大掌门和苏宫主坐在一辆马车里,静渊王着人备了在路上用的衣物、吃食及用具,用几辆马车装着,就跟在后头。


烈庄主坦坦然,将自己往最后那辆装各色吃食点心的小车上一装。


战副庄主抽抽嘴角,静渊王当没看见。


苏宫主也瞧见了,站得远远的笑眯眯地拿手往脖子上一横,意思是:胆大包天,自求多福。


烈庄主满不在乎,蜷缩在一堆甜食匣子中间,美美地睡了一觉。


她这几日尤其嗜睡,白日里也缺觉,这一睡睡到了月上中天,车队已下了山,在山脚下停车歇息。


苏宫主正坐在她车里,慢条斯理地剥着一只虾。


大小姐揉了揉有些发痛的脖子,坐起身来,问:“他睡着啦?”


苏宫主“嗯”了一声。


月华如水。


大小姐环顾四周,才发现王府的随从都已经睡着了——有几个靠着树干,握着弓箭的手垂在身边,显然原本应当是值夜的人。


她心头一跳,想要跳下车去看个究竟,却被苏宫主按了下来。


“我让他们睡着的。”他淡淡道,“我要走啦。”


大小姐吃了一惊:“你说什么?”


苏宫主随手将那只剥好的虾子塞进她嘴里,自己擦了擦手,道:“我说得难道不够清楚么?”
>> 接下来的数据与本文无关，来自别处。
PR #860, opened 2023-10-09
Expose oci image type

croissanne:


lavocatt:
@croissanne how can I test the PR?

kingsleyzissou (approved):
LGTM

croissanne:
> @croissanne how can I test the PR?

It's available in stage, so should be possible to run it.

lavocatt:
Are there needs for special credentials ?

internal/v1/api.yaml
```diff
@@ -711,7 +720,12 @@ components:
             - $ref: '#/components/schemas/AzureUploadRequestOptions'
     UploadTypes:
       type: string
-      enum: ['aws', 'gcp', 'azure', 'aws.s3']
+      enum:
+      - aws
+      - gcp
+      - azure
+      - aws.s3
+      - oci.objectstorage
```
lavocatt, line 728: The `UploadType` can be ` oci.objectstorage` but there's no corresponding options for it, if I want to create a request to test the functionality against stage, what should I have in the options ?

```
{
    "customizations": {
    "subscription": {
      "activation-key": "my-secret-key",
      "base-url": "http://cdn.redhat.com/",
      "insights": true,
      "organization": 2040324,
      "server-url": "subscription.rhsm.redhat.com"
    }
  },
  "distribution": "centos-8",
  "image_requests": [
    {
      "architecture": "x86_64",
      "image_type": "oci",
      "upload_request": {
        "type": "oci.objectstorage",
        "options":{
        }
      }
    }
  ]
}

```

Even in the case where the `options` object should be empty for the oci object storage, shouldn't there, for coherency, be a corresponding schema anyway ?

lavocatt: After giving it a couple of thoughts, the request above validates because `AWSS3UploadRequestOptions` is an empty object. So there should be a `OciObjectStorageOptions` for the request validation to be more coherent.

lavocatt (changes requested):

kingsleyzissou (approved):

“等等。”大小姐只觉得脑袋也开始痛了,“你.....你要去哪儿?”


苏宫主没回答这话,忽而朝她笑了笑。


他面目极肖女子,眉眼柔和,此刻在月光下看来,不知为何,却少了几分平日里的妩媚,反而显出一种少见的凌厉来。


“你想见见我原本的样子么?”


大小姐没听懂这话,讷讷道:“你原本的样子?你……你原本不是这个样子的么?”


“自然不是。”苏宫主微笑道,“你听说过缩骨功么?”


大小姐愣愣地点点头。


苏宫主长笑一声,从马车上一跃而下,身形在原地流光般一转,浑身骨节、忽而发出了一种奇异的响声。
那声音清脆而绵密,略有些刺耳,却不难听,约摸响了半盏茶的功夫。


等到声音停止,站在大小姐面前的苏雪霁,好似已经变作了另外一个人。


他原来身形娇小,如今直起身来却纤瘦高挑,骨架亦宽了不少。


大小姐只勉强够到他鼻梁。


她平生从未亲眼见过这等神奇的景象,但真的见着了,又觉得发生在苏宫主身上,竟好似也没有什么不对。


她咋舌道:“你......你......”


苏雪霁柔声道:“我这个样子,你喜欢么?”


再也没有人会将他当做一个娇憨的少女看待。


他仍旧穿着那件制式简单的白衣,一笑间,仿佛百余年前那天///潢贵///胄、浊世的佳公子,又翩然活转。


他就这么瞧着她,隔了半晌,伸出手来摸了摸她的头发,笑道:“我原先想要说一句谢谢你,后来想到你日后约摸也会想要对我说一回,所以干脆便不说了罢。”


这话有些耳熟,大小姐觉得自己好似在哪里听过。


苏宫主叹了口气,又道:“我是钱塘人.......我那时同他约定,若有一日,我二人的债俱都偿清、若他自知快要死了,便要来寻我,陪我再去观一次潮。不过我瞧这次,他怕是去不成了。”
他说到此处,似也有无限感慨,淡淡接着道,“须知百年倥偬,我二人活了这许久,也只能如那潮水往复,生死去留,从来由天,竟是半点也不由我。”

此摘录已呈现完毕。